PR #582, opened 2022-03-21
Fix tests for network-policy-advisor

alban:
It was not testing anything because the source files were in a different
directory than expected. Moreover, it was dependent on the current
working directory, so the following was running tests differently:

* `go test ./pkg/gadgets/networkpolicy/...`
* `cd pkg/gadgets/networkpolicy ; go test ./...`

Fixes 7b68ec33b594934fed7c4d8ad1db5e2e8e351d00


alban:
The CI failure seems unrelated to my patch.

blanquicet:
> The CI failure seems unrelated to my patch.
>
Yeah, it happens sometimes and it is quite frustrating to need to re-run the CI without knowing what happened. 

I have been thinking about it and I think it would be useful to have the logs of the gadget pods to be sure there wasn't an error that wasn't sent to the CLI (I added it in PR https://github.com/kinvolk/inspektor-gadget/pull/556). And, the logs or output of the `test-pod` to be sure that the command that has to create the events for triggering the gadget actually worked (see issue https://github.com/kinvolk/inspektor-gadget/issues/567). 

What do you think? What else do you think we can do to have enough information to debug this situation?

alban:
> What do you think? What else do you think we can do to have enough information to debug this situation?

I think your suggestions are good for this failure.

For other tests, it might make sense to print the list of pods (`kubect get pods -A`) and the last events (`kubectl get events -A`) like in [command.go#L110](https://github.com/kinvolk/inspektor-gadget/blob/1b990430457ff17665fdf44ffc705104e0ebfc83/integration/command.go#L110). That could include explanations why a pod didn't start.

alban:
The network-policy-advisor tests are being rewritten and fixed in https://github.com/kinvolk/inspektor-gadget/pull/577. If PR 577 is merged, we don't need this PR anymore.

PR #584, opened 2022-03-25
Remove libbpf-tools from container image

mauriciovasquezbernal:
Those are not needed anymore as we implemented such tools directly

◆ ◆ ◆ ◆ ◆ ◆ ◆

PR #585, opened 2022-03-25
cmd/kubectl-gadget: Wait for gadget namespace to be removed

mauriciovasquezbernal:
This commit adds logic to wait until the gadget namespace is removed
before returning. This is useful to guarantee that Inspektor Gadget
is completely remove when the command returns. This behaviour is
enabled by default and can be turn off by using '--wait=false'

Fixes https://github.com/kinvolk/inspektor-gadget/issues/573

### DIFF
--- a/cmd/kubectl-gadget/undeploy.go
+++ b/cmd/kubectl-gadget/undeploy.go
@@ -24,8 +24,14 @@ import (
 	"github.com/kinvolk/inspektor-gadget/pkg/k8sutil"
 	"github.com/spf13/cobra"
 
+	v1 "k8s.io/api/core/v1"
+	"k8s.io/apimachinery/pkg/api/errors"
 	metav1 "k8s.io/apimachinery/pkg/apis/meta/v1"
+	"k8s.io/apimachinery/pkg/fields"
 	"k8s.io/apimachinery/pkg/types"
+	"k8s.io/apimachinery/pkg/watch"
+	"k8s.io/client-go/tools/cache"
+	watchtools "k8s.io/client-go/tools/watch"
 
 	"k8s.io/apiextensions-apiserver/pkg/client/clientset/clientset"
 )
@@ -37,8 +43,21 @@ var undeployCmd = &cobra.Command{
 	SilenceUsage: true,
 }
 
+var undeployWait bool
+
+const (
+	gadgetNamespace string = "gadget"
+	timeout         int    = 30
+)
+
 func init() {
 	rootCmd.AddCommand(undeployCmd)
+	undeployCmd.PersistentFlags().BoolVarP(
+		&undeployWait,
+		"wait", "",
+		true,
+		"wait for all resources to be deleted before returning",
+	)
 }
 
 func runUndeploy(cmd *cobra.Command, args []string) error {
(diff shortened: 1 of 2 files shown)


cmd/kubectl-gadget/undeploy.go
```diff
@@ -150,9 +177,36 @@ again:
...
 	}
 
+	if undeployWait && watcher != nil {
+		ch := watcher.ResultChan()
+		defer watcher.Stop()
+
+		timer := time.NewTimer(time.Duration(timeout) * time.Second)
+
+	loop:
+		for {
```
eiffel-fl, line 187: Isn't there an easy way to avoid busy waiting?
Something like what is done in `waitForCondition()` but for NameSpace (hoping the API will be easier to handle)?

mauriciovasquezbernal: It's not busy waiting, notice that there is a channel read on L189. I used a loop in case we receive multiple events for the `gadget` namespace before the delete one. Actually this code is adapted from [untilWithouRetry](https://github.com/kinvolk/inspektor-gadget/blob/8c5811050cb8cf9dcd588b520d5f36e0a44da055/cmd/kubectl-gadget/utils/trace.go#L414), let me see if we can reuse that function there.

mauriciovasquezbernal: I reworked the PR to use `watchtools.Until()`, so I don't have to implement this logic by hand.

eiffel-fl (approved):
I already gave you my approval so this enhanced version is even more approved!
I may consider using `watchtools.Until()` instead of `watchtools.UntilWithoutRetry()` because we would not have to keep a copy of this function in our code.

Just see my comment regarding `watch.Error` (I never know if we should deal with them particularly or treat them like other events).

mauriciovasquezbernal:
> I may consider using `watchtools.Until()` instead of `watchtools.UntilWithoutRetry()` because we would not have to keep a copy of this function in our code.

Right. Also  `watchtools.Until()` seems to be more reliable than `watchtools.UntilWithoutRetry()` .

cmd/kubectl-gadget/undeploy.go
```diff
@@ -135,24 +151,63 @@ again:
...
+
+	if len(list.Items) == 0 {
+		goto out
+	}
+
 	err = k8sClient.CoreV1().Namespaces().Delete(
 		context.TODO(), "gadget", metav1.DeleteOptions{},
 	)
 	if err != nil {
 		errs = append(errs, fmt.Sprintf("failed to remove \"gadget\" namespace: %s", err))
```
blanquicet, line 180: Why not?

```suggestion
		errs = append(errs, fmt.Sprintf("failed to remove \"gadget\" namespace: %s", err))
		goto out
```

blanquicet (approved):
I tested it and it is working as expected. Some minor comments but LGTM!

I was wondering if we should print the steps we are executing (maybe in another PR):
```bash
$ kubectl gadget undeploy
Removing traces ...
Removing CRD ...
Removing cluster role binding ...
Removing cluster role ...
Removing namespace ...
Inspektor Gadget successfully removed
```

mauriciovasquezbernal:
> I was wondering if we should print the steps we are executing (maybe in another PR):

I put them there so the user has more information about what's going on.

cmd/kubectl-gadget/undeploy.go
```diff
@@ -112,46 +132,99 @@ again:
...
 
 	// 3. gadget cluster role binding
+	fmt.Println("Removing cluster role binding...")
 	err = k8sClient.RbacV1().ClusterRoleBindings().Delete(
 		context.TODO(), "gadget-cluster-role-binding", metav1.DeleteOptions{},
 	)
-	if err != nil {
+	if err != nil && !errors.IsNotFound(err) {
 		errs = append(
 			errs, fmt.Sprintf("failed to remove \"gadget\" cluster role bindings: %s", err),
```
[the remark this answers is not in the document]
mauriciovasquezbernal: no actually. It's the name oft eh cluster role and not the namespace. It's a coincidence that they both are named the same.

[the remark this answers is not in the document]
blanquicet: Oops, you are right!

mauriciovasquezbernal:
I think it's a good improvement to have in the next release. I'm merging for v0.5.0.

◆ ◆ ◆ ◆ ◆ ◆ ◆

Task item -
Return word for word the lines above from the line with "Remove libbpf-tools from container image" to the line with "Those are not", including both and leaving out all others.

Result -
Remove libbpf-tools from container image

mauriciovasquezbernal:
Those are not needed anymore as we implemented such tools directly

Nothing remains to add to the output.